This project was created for the Future of Database Programming Contest. We achieved first place 🥇 in the challenge organized by Athena Research Center and the DareLab group.
In this contest the task was to build a real-time cardinality estimator for a table containing two integer columns. Cardinality estimation is at the heart of query optimization in relational databases. Accurate estimations guide the optimizer to choose a good execution plan; an error in estimation can lead to inefficient query plans.
This year's challenge had to tackle:
- Frequent data changes.
- Correlation between columns.
- Data skewness.
Except for the estimation, the estimator had to be efficient in terms of memory usage and execution time. The estimator was evaluated based on the following criteria:
-
Data and Operations: The initial data volume of each test case cannot exceed 50,000,000, including 20,000,000 insert, delete, and query operations. The data value ranges from 1 to 20,000,000.
-
Memory Usage: Limit the memory usage to 4MB.
-
Execution Time: The estimator must be able to run in under 10s for each test case.
-
Scoring: The score is based on error ( the lower the better ). Assuming n is the number of queries, the error calculation formula is as follows:
$$\text{score} = \frac{\sum_{i=0}^{n} \left| \log\left(\frac{\text{EstimatedValue}_i + 1}{\text{RealAnswer}_i + 1}\right) \right|}{n}$$
More details about the task can be seen on the contest details page.

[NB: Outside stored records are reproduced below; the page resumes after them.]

PR #1172, opened 2026-08-23
fix(runtime): name the for_each item that failed

### LINKED ISSUE #1042: a failed for_each item leaves a positional null and nothing else, not even in the trace
## What a batch user cannot find out

A persona wave put an outside batch-processing user against 0.111.0. They fanned four items out, broke one on purpose, and could not learn which one from anything the tool printed, traced or typed. Reproduced here from scratch.

```yaml
nika: fe-error-identity
const:
  items: ["alpha", "beta", "gamma", "delta"]
permits:
  tools: [nika:jq]
tasks:
  process:
    for_each: { items: "${{ const.items }}", max_parallel: 4, fail_fast: false }
    on_error: { skip: true }
    invoke:
      tool: nika:jq
      args:
        input: "${{ item }}"
        expression: 'if . == "gamma" then error("boom-gamma") else {item: ., upper: ascii_upcase} end'
outputs:
  value: .process
  err: "${{ tasks.process.error }}"
```

Run:

```
ok process  for_each · 3/4 ok · 1 recovered  2ms
```

Output:

```json
[{"item":"alpha","upper":"ALPHA"},{"item":"beta","upper":"BETA"},null,{"item":"delta","upper":"DELTA"}]
```

Then, over the whole journal:

```
$ grep -c 'gamma\|boom' <trace>.ndjson
0
```

Neither the failing item's value nor its error text appears anywhere in the trace. The positional `null` is the entire record. The summary counts the failure and never names it.

## The documented escape hatch does not hold here

The schema says of `on_error.skip`: *"skip preserves the original error at `tasks.X.error`"* and *"the original error stays readable at `tasks.<id>.error`"*. Bound as an output, it yields nothing. The auditing user tested both `recover: null` and `skip: true` and got the same result, and the live summary calls both "recovered" though the schema treats them as distinct.

## Why the positional null is not enough

It is enough only when the caller has independently arranged for each item to identify itself in its own success payload, and is willing to hand-index against the source list. That works for four distinguishable strings. It does not work for numbers, for records without a natural key, or for a collection discovered at runtime, which is the case `for_each` exists to serve. In those, the batch reports that something failed and nothing else, ever.

## Adjacent: `trace peek` refuses the one task that needed it

The run's own hint points at `nika trace peek <trace> <task>` for the full value. On the `for_each` task it exits 3:

```
task 'process' recorded no output (ok) — outputs recorded for: survivors · merge
```

The value is in the same journal, under `outcome.payload.value` — the claim is not true, and the message names other tasks instead of the one asked for.

## Suggested shape

A parallel `tasks.<id>.errors` array aligned with the output positions, carrying the item and its error at each failed index, would answer all of it and preserve the alignment guarantee that already works. Failing that, making `tasks.<id>.error` behave as documented inside `for_each` is the smaller fix.

Whatever lands, the trace should stop discarding the failing item's value. Right now the flight recorder is the only surface that could answer the question and it is the one that keeps the least.

### LINKED ISSUE #1077: a for_each failure never names the item, and neither does its trace
A `for_each` failure names a count, never an item. The trace does not name one
either, so the run's own record cannot say which item failed.

Reproduced on the published 0.111.0, `check` clean:

```yaml
nika: for-each-probe
model: mock/echo
permits:
  exec: ["false"]
const:
  items: ["alpha", "beta", "gamma"]
tasks:
  each:
    for_each:
      items: ${{ const.items }}
      fail_fast: false
    exec:
      command: ["false"]
```

```
$ nika run fe.nika.yaml --max-cost-usd 0.01
  ✖  each  for_each · 3 items  22ms
  ✖ NIKA-EXEC-001 · command exited with status 1:
```

Three items, one line, no item. Fine here because all three fail — the shape
that costs is one failure out of three, where the message is identical and tells
you nothing about which.

The part that matters more is the record. The run offers an autopsy, and the
autopsy says the same thing:

```
$ nika trace peek <trace> each
  each · for_each · 3 items
  22ms · failed
  NIKA-EXEC-001 · command exited with status 1:
```

And the raw trace, all 12 events, contains **zero** occurrences of `alpha`,
`beta` or `gamma`. The fan-out is recorded as a cardinality. The item identities
never enter the journal at all.

That is the part worth deciding on. A hash-chained, sealed, replayable trace is
this tool's differentiator over a shell script — and for the one verb that
multiplies work, it currently records less than the shell script would, because
`for i in …; do … || echo "$i failed"; done` at least prints the name.

Two consequences that compound:

- **Re-running is all-or-nothing.** With no per-item outcome, resuming after a
  partial failure means redoing the items that already succeeded, or hand-editing
  the input list from memory.
- **`fail_fast: false` loses most of its value.** Its purpose is to collect
  every failure in one pass; collecting them without identities means the pass
  tells you *how many*, not *which*, so you run again anyway.

Shapes worth weighing, cheapest first:

1. **Name the items in the finding** — `2 of 3 items failed: beta, gamma`. No
   schema change; the runtime already knows.
2. **One trace event per item**, carrying the item value (or its index when the
   value is large) and the per-item outcome. This is what makes resume and
   partial re-run possible later.
3. **`trace peek` renders the per-item rows** once they exist.

Found during a persona wave (the batch-user lens, whose whole question was "what
happens to one bad item, and can you tell which one afterwards"). The answer
today is: it fails the task, and no.

ThibautMelen:
## What & why

A `for_each` failure named a count, never an item, and the sealed trace had zero occurrences of the values that died. Each iteration now stamps index plus a compact item identity on the iteration note and on `TaskErrorRecord.message` (original wire code kept). `fail_fast: false` collects every failed name so the parent note can say `2 of 3 items failed: beta, gamma`. `on_error: skip` keeps the original error (with the item) so the parent note names which values recovered and `tasks.X.error` is no longer Null.

Closes #1077
Closes #1042

## Checklist

- [x] Conventional commit + `Co-Authored-By: Nika 🦋 <nika@supernovae.studio>`
- [x] `cargo test -p nika-runtime --lib` green (325 passed)
- [x] `cargo clippy -p nika-runtime --all-targets -- -D warnings` green
- [x] `cargo fmt -p nika-runtime --check` clean
- [x] 0 `.unwrap()` / `.expect()` in `src/`
- [x] pre-push gate green (workspace `--lib`, clippy, hygiene YELLOW, 10 CI ratchets)
- [ ] Admitting a crate? All **12 gates** green in this PR (see [`CONTRIBUTING.md`](../CONTRIBUTING.md))

## Test plan

Catching tests in `nika-runtime --lib`:

- `for_each_failure_names_an_item`
- `for_each_fail_fast_false_names_the_failing_item`
- `for_each_skip_preserves_the_named_item`
- `collect_fan_out_keeps_every_failed_identity`
- `collect_fan_out_skip_keeps_the_item`
- `stamp_iteration_puts_item_on_note_and_error`
- `fan_note_names_failed_items`
- `annotate_keeps_the_original_code`

### DIFF
--- a/CHANGELOG.md
+++ b/CHANGELOG.md
@@ -26,6 +26,11 @@ Legacy `main` is frozen at v0.79.3. Diamond starts at v0.80.0.
 
 ### Changed
 
+- **A `for_each` failure names the item.** The parent note and the
+  error message carry the compact item identity (and which values
+  recovered when `on_error: skip` nulled a slot). The trace no longer
+  records only a count.
+
 - **OpenAPI lists the live POST statuses.** `GET /v1/openapi.json` names
   400, 408, 409, 413, 415, 503, and 507 on `POST /v1/jobs` next to
   200/202/401/422. `info.description` names that `POST /v1/run` is
--- a/crates/nika-runtime/src/recover/tests.rs
+++ b/crates/nika-runtime/src/recover/tests.rs
@@ -445,3 +445,192 @@ tasks:
     );
     assert_eq!(outcome.records["source"].status, TaskStatus::Success);
 }
+
+/// Concatenate every string field in the journal — the cheap stand-in
+/// for `grep` over the NDJSON. Item identity must appear HERE, not
+/// only in an in-memory struct the trace never saw (#1077).
+fn journal_text(events: &[Event]) -> String {
+    let mut out = String::new();
+    for event in events {
+        for field in &event.fields {
+            if let FieldValue::String(s) = &field.value {
+                out.push_str(s);
+                out.push('\n');
+            }
+        }
+    }
+    out
+}
+
+/// #1077 · three items, all fail: the parent error names an item (not
+/// a count), and the fan note / the journal name the values. Deleting
+/// the item from the error message fails this test.
+#[tokio::test]
+async fn for_each_failure_names_an_item() {
+    let yaml = r#"
+nika: for-each-probe
+permits: { exec: true }
+const:
+  items: ["alpha", "beta", "gamma"]
+tasks:
+  each:
+    for_each: { items: "${{ const.items }}", fail_fast: false }
+    exec: { command: ["false"] }
+"#;
+    let shell = MockShell::new()
+        .enqueue_fail(1, "exploded")
+        .enqueue_fail(1, "exploded")
+        .enqueue_fail(1, "exploded");
+    let (outcome, events) = run_yaml(yaml, shell, Some(1)).await;
+
+    assert!(!outcome.ok);
+    let err = outcome.records["each"]
+        .error
+        .as_ref()
+        .expect("a failed fan carries the first iteration error");
+    assert_eq!(err.code, "NIKA-EXEC-001", "the original wire code stays");
+    assert!(
+        err.message.contains("alpha")
+            || err.message.contains("beta")
+            || err.message.contains("gamma"),
+        "the Failed message names an item, not a count: {}",
+        err.message
+    );
+    assert!(
+        err.message.contains("for_each item ["),
+        "index + item, so a count-only rewrite fails: {}",
+        err.message
+    );
+
+    let started = events
+        .iter()
+        .find(|e| {
+            e.kind == EventKind::TaskStarted
+                && e.fields.iter().any(|f| {
+                    f.key == "task" && matches!(&f.value, FieldValue::String(s) if s == "each")
+                })
+        })
+        .expect("each started");
+    let note = started
+        .fields
+        .iter()
+        .find_map(|f| match (&f.key[..], &f.value) {
+            ("note", FieldValue::String(s)) => Some(s.as_str()),
+            _ => None,
+        })
+        .expect("TaskStarted carries the fan note");
+    assert!(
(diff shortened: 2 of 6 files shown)


ThibautMelen:
Verified this build (`5d579360d`, `cargo build --release --locked --bin nika-cli`) against #1042's reproduction verbatim — it delivers what it changed: the trace goes from **0 to 2** occurrences of the failing item, and `recovered_from` carries index + item + the original code and text. The live line names it too.

One correction before merge: **`Closes #1042` overstates by one leg.** That issue's *"documented escape hatch does not hold"* section is unchanged here — binding `tasks.<id>.error` after `on_error: { skip: true }` gates the consumer off (`⊘ gate: an edge did not admit`), byte-identically on this build and on shipped 0.114.0, while `.output` of the same recovered task admits fine. Discriminator + full output: https://github.com/supernovae-st/nika/issues/1042#issuecomment-5395150408

No objection to merging — just suggesting the `Closes #1042` line comes off (keep `Closes #1077`) so the `.error` leg does not go green unfixed. Happy to split it into its own issue instead if you prefer that shape.

Also note the S1 `issue-proof` gate now on `main`: a close needs a live `proven_by` job name, and none of the listed catching tests exercises a *consumer* of `tasks.X.error`.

For the competition, a class named DataExecuterDemo was provided to generate random data at runtime of the estimator. However, the correct answers were computed also at runtime, which made the execution time longer. To improve the performance, a new class named DataExecuterPrecomputed was created. This class reads data and precomputed answers from files.
Now to take advantage of this new class, we needed to generate the data and correct answers files. The data generation is handled by the main file in the project root (main.cpp). A provided Makefile in the project root lets you control the size of the data used. Once the main program is run, it generates two files:
- A data file.
- A file containing the correct answers.
The generation process is quite similar to the one used in the provided DataExecuterDemo class. The main difference is that for the calculation of the correct answers, OpenMP library is used to speed up the process. Using this method, a dataset of 5 million rows for each column and 2 million queries can be generated in 2 minutes on a 12-thread machine.
To compile the estimator, follow these steps:
-
Create a Build Directory
In your terminal, in the CardinalityEstimation folder run:
mkdir build && cd build
-
Run CMake
Generate the build files with CMake:
cmake ..
-
Build the Project
Compile the project:
make
-
Run the Estimator
The executable is named
main
and it accepts the following arguments:./main <data_file> <answers_file>
The estimator is composed of several components:
-
Histogram-Based Estimators:
Histograms are used to divide data values into different intervals (buckets) and record the frequency of data in each bucket (HistogramBucketed.hpp). Two key classes for the histogram implementation are the following. -
Buckets:
Of course, having a histogram structure that contains all the possible values is not feasible in practice. To address this issue, we use a class namedBucket
that groups a range of values and their frequencies. The HistogramBucketed class employs Bucket objects to track value frequencies across specified ranges. To enhance estimation accuracy, each Bucket is further divided into sub-buckets. This hierarchical structure allows for more precise frequency tracking when it is required. -
BinaryCache:
TheBinaryCache
class is used in the estimation when we have greater (>) as an operation in the query. Instead of iterating through all the buckets and summing their frequencies, we employ a binary structure, where each lower level represents smaller intervals, precomputed to contain the correct number of elements for efficient aggregation. This approach reduces the estimation complexity to logarithmic time while maintaining minimal memory usage. -
HyperLogLog (HLL):
TheHLL
class provides a fast estimation of distinct values based on the HyperLogLog algorithm. The implementation of this class is based on the HyperLogLog paper -
MCV (Most Common Value) Tracking:
TheMCVTrack
class keeps counts for values that occur frequently. By exploiting the tendency of common values to appear early and frequently, it significantly improves the estimator's accuracy. -
Third-Party Tools:
Besides the standard library, the project uses:- rapidhash for an efficient hash function used in HLL.
- robin hood unordered map for improved performance over STL’s unordered map.